PR #3313, opened 2026-07-09
feat: add pending badges for vendors and withdraw menu items

dev-shahed:
### All Submissions:

* [ ] My code is tested

### Related Pull Request(s)

* Full PR Link https://github.com/getdokan/dokan-pro/pull/5921

### Closes 

* Closes #

* Steps or issue link

### Changelog entry

*Title*

### Before Changes

### After Changes

### Feature Video (optional)

### PR Self Review Checklist:

* DRY: Don't Repeat Yourself.
* Performance issues
* Grammar errors.

### FOR PR REVIEWER ONLY:

## Summary by CodeRabbit

* **New Features**
  * Admin menus now show live count badges for pending items, making it easier to spot outstanding vendor and withdrawal requests at a glance.
* **Style**
  * Improved badge readability in the Dokan admin menu, including consistent colors across hover, focus, and active states.

### DIFF
--- a/assets/src/less/global-admin.less
+++ b/assets/src/less/global-admin.less
@@ -414,3 +414,14 @@
     padding-bottom: 0.5rem;
     font-size: 13px;
 }
+
+/**
+ * Keep the Dokan admin menu pending-count badges readable in every state.
+ */
+#adminmenu #toplevel_page_dokan .wp-submenu .awaiting-mod,
+#adminmenu #toplevel_page_dokan .wp-submenu li a:hover .awaiting-mod,
+#adminmenu #toplevel_page_dokan .wp-submenu li a:focus .awaiting-mod,
+#adminmenu #toplevel_page_dokan .wp-submenu li.current a .awaiting-mod {
+    background-color: #3858e9;
+    color: #fff;
+}
--- a/includes/Admin/Dashboard/Pages/Vendors.php
+++ b/includes/Admin/Dashboard/Pages/Vendors.php
@@ -8,11 +8,10 @@ class Vendors extends AbstractPage {
     }
 
     public function menu( string $capability, string $position ): array {
-        $status_count  = dokan_get_seller_status_count();
-        $pending_count = absint( $status_count['inactive'] ?? 0 );
+        $pending_count = dokan_get_pending_vendor_count();
 
         $menu_title = $pending_count ? sprintf(
-            /* translators: %s: Inactive vendor count badge */
+            /* translators: %s: Pending vendor count badge */
             __( 'Vendors %s', 'dokan-lite' ),
             '<span class="awaiting-mod count-1"><span class="pending-count">'
             . number_format_i18n( $pending_count )
--- a/includes/Admin/Dashboard/Pages/Vendors.php
+++ b/includes/Admin/Dashboard/Pages/Vendors.php
@@ -8,9 +8,20 @@ class Vendors extends AbstractPage {
     }
 
     public function menu( string $capability, string $position ): array {
+        $status_count  = dokan_get_seller_status_count();
+        $pending_count = absint( $status_count['inactive'] ?? 0 );
+
+        $menu_title = $pending_count ? sprintf(
+            /* translators: %s: Inactive vendor count badge */
+            __( 'Vendors %s', 'dokan-lite' ),
+            '<span class="awaiting-mod count-1"><span class="pending-count">'
+            . number_format_i18n( $pending_count )
+            . '</span></span>'
+        ) : __( 'Vendors', 'dokan-lite' );
+
         return [
             'page_title' => __( 'Vendors', 'dokan-lite' ),
-            'menu_title' => __( 'Vendors', 'dokan-lite' ),
+            'menu_title' => $menu_title,
             'route'      => 'vendors',
             'capability' => $capability,
             'position'   => 100,
--- a/includes/Admin/Dashboard/Pages/Withdraw.php
+++ b/includes/Admin/Dashboard/Pages/Withdraw.php
@@ -19,9 +19,20 @@ class Withdraw extends AbstractPage {
      * @inheritDoc
      */
     public function menu( string $capability, string $position ): array {
+        $withdraw_count = dokan_get_withdraw_count();
+        $pending_count  = absint( $withdraw_count['pending'] ?? 0 );
+
+        $menu_title = $pending_count ? sprintf(
+            /* translators: %s: Pending withdraw request count badge */
+            __( 'Withdraw %s', 'dokan-lite' ),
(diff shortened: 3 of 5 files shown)


MdAsifHossainNadim (approved):
## Verdict: Approve ✅

Nothing blocks this on code. The badges are correct, the counts feeding them are cached, and the cache cannot go stale.

> **Disclosure:** the head commit (`99cce22d`) is a review fix I pushed to this branch, not @dev-shahed's work. Since I authored it, please give that commit in particular a second pair of eyes before merge — I've re-verified it below rather than trusting it, but I shouldn't be the only reviewer of my own code.

---

### What was fixed during review (`99cce22d`)

**1. The Vendors badge showed a count that could never be cleared.**

It read `dokan_get_seller_status_count()['inactive']`, which is derived as *"everything that is not approved"* — so it also counted users carrying no `dokan_enable_selling` meta at all. Every administrator qualifies, because `dokan_admin_user_register()` (`functions.php:1436`) only writes that meta for the `seller` role. The Vendors list matches on `dokan_enable_selling = 'no'` (`Vendor/Manager.php:70`, `=` compare), so it leaves those users out: the badge said `1`, the admin clicked it, the page showed nothing pending, and the badge stayed.

Replaced with a new `dokan_get_pending_vendor_count()` that delegates to the very query the listing is built from, so the two cannot drift apart again.

**2. The counts hit the database on every wp-admin page load.**

`dokan_get_seller_status_count()` runs two `WP_User_Query` objects (one joined on usermeta) with no cache. Menu registration happens on every admin request, so this ran everywhere.

The new helper caches in the shared `vendors` group. While verifying this I also found the withdraw side was worse than it looked: `Withdraws::query()` **read** from the object cache but never wrote to it (`Cache::set` was simply absent), so `dokan_get_withdraw_count()` was uncached in practice. Added the write for the status-count query only — a listing result can't be cached there because its total is read from `FOUND_ROWS()` immediately afterwards, which requires the query to have actually run.

---

### Verification (run against this branch on a live install)

| Check | Result |
|---|---|
| Plain new administrator, no `dokan_enable_selling` meta | badge **1 → 0**, list 0 ✅ |
| Same user set to `dokan_enable_selling = 'no'` | badge 1, list 1 ✅ |
| Three pending vendors (`number => 1` must not cap the total) | badge **3**, list **3** ✅ |
| Approve vendors via `make_active()`, no manual cache bust | badge **3 → 2 → 0** ✅ |
| Withdraw count query | cold 1 query, warm **0** ✅ |
| Withdraw **listing** totals across repeated runs | 46 / 46 — `FOUND_ROWS()` path untouched ✅ |

Cache invalidation was also checked structurally, since the helper uses Dokan's 2-week default TTL:

- `dokan_enable_selling` is written in exactly two places (`Vendor.php:1024` / `:1042`), both inside `make_active()` / `make_inactive()`. All three callers route through them — the REST endpoint (`StoreController:1033`), the admin profile screen (`UserProfile` → `vendor->activate()`), and registration. No direct writes anywhere in Dokan Pro.
- Every SQL write to the withdraw table emits a hook `WithdrawCache` listens to: `Manager::update_status` → `dokan_withdraw_status_updated`, `Withdraw::update` → `dokan_withdraw_updated`, plus delete and create. No raw writes in Pro.
- No Lite PHPUnit test touches the withdraw count path, so the new cache write can't flip an existing test.

PHPCS: `functions.php` reports identically before and after (19 pre-existing issues, 0 new).

---

### Please read before merging — not blocking

**The in-page Pending tab still shows the old inflated number.** `StoreController.php:559` fills the `X-Status-Pending` header from `dokan_get_seller_status_count()['inactive']`, and `vendors.tsx:188` renders it as the Pending tab. So on an affected site the menu badge now reads `0` while the tab it links to says "Pending 1" over an empty list.

The bug is pre-existing and independent of this PR — but before the fix those two numbers agreed (both wrong), and now they visibly disagree. It's a one-line change to point that header at `dokan_get_pending_vendor_count()`, and it would fix the legacy Vue admin at the same time. Happy either way, but I'd lean toward taking it here, since the badge is exactly what draws attention to that tab.

**One trade-off I chose deliberately.** `dokan_get_pending_vendor_count()` calls `dokan()->vendor->get_vendors()`, which writes `Manager::$total_users` on the shared singleton. Delegating to the list's own query is what stops the badge and the list drifting apart again, but it means a `get_vendors()` → `get_total()` pair straddling `admin_menu` would read my total instead of its own. Not reachable today (REST requests don't fire `admin_menu`) — just not free.

---

### Follow-ups (none blocking)

- **Shared badge helper.** This is now the 9th–11th copy of the same `<span class="awaiting-mod count-1">…` markup (Lite `Admin/Menu.php:44`; Pro `Admin/Admin.php:115`, `Refund/AdminMenu.php:31`, vendor-verification ×2, product-qa ×2, store-support ×2). Issue #5922 asks for badges "implemented consistently across the Dokan admin menus" — one `dokan_get_admin_menu_badge()` in Lite, with the existing call sites converted, would deliver that. Worth deciding explicitly rather than leaving implicit.
- **Dead code:** `Admin/Menu.php:39-46` builds `$withdraw_text` with badge markup and never uses it — line 51 registers plain `__( 'Withdraw' )`. So the legacy menu calls `dokan_get_withdraw_count()` on every admin load purely to discard the result.
- **Accessibility:** core's equivalent (`wp-admin/menu.php`, "Comments") wraps the number in `aria-hidden="true"` and adds a `screen-reader-text` span with an `_n()` string. Ours announces "Vendors 3" with no context.
- **`count-1` is hardcoded** where core emits `count-{$n}`.
- **Colour:** `#3858e9` diverges from core's `#d63638` used by the Comments/Plugins badges directly above it in the same menu, and it's applied unconditionally — non-default admin colour schemes (Midnight, Ocean, Sunrise) will clash.
- **Legacy menus get no badge.** `LegacySwitcher` keeps either the legacy or the new submenu entry per the `dokan_legacy_{title}_page` transient; the legacy entries in `Admin/Menu.php` are unbadged, so admins on that preference see nothing. Worth testing both ways.
- **HTML inside a translatable string:** `__( 'Vendors %s' )` lets a translator move `%s` to the front, which would break `LegacySwitcher`'s `explode( ' <', … )` slug parsing for that locale. Core has the same shape, so low risk — concatenating outside the translated string removes it entirely.

---

### For QA

The description is still the unfilled template — no test steps, changelog entry, or before/after screenshots. Since this came from a visual bug report (#5922, with a video), please add screenshots of the badge in at least the default and one dark admin colour scheme before handing it over.

**Reproducing the fixed bug:** add a second administrator through wp-admin (a fresh admin gets no `dokan_enable_selling` meta) and confirm the Vendors badge stays hidden, then set that user to a pending vendor and confirm it appears and clears on approval.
====
**About this task**
Take the records above and return, word for word, only the lines that fall from the line with "wp-admin page load.**" to the line with "this ran everywhere.", both of them included.

**Final answer**
**2. The counts hit the database on every wp-admin page load.**

`dokan_get_seller_status_count()` runs two `WP_User_Query` objects (one joined on usermeta) with no cache. Menu registration happens on every admin request, so this ran everywhere.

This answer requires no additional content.